We genotyped nine IL13 "tag" single nucleotide polymorphisms (tag SNPs) in 367 challenge-proven food allergic cases, 199 food-sensitized tolerant cases and 156 non-food allergic controls from the HealthNuts study. 12-month-old infants were phenotyped using open oral food challenges. SNPs were tested using Cochran-Mantel-Haenszel test adjusted for ancestry strata. A replication study was conducted in an independent, co-located sample of four paediatric cohorts consisting of 203 food allergic cases and 330 non-food allergic controls. Replication sample phenotypes were defined by clinical history of reactivity, 95% PPV or challenge, and IL13 genotyping was performed.

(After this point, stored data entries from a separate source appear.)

PR #14, opened 2026-09-10
test(core): the free-planner assertion in test_trgm_escape.py holds on any machine

fiorelorenzo:
## What this changes

`test_the_planner_left_alone_still_prefers_a_sequential_scan_at_this_scale` in
`test_trgm_escape.py` asserted a specific plan string (`Seq Scan on customers`) on a
table whose statistics came from `db_session`'s per-test savepoint. `ANALYZE` runs fine
inside that savepoint, but `relpages` reflects the table's real physical size, and a
savepoint's rollback never shrinks a heap file back down. Every earlier test in the same
file (and, at package scale, every earlier test in the whole suite) inserts and rolls
back the same 500 rows into `customers`, and the pages that leaves behind are still
there to be counted. Measured locally: running the file in file order left `customers`
at 52 pages instead of a fresh build's 11, and priced the free planner's own `Seq Scan`
at 58.25 instead of 17.25 -- margin enough that a hosted runner, holding a different
amount of leftover bloat, priced the trigram index cheaper instead (56.25..60.26, per
ORB-9) with no line of code in between.

The fix gives the planner a corpus whose physical state is a property of this test
alone. `customers_at_reference_scale` commits its own REFERENCE-scale corpus outside
`db_session`'s savepoint (`VACUUM` cannot run inside one at all), runs a plain `VACUUM`
on `customers` *before* inserting -- not only `ANALYZE`/`VACUUM (ANALYZE)` after, which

IL13 rs1295686 was associated with challenge-proven food allergy in the discovery sample (P=.003; OR=1.75; CI=1.20-2.53). This association was also detected in the replication sample (P=.03, OR=1.37, CI=1.03-1.82) and further supported by a meta-analysis (P=.0006, OR=1.50). However, we cannot rule out an association with food sensitization. Carriage of the rs1295686 variant A allele was also associated with elevated total plasma IgE.
We show for the first time, in two independent cohorts, that IL13 polymorphism rs1295686 (in complete linkage disequilibrium with functional variant rs20541) is associated with challenge-proven food allergy.
食物过敏在全球范围内构成了相当大的公共卫生负担,12个月大婴儿的发病率高达十分之一。目前仅鉴定出少数食物过敏遗传风险变异体。Th2免疫基因IL13是一个非常有可能的遗传候选基因,因为它在B细胞中IgE类别转换的启动过程中起着核心作用。
在此,我们试图研究IL13基因多态性是否与经激发试验证实的IgE介导的食物过敏的发生有关。
我们对来自HealthNuts研究的367例经激发试验证实的食物过敏病例、199例食物致敏耐受病例和156例非食物过敏对照进行了9个IL13“标签”单核苷酸多态性(标签SNP)的基因分型。12个月大的婴儿通过开放式口服食物激发试验进行表型分析。使用针对祖先分层进行调整的Cochran-Mantel-Haenszel检验对SNP进行检测。在一个独立的、位于同一地点的由四个儿科队列组成的样本中进行了重复研究,该样本包括203例食物过敏病例和330例非食物过敏对照。通过反应性临床病史、95%阳性预测值或激发试验来定义重复样本的表型,并进行IL13基因分型。
在发现样本中,IL13 rs1295686与经激发试验证实的食物过敏相关(P = 0.003;OR = 1.75;CI = 1.20 - 2.53)。在重复样本中也检测到了这种关联(P = 0.03,OR = 1.37,CI = 1.03 - 1.82),并且荟萃分析进一步支持了这一结果(P = 0.0006,OR = 1.50)。然而,我们不能排除与食物致敏的关联。rs1295686变异体A等位基因的携带也与血浆总IgE升高有关。
我们首次在两个独立队列中表明,IL13基因多态性rs1295686(与功能变异体rs20541完全连锁不平衡)与经激发试验证实的食物过敏相关。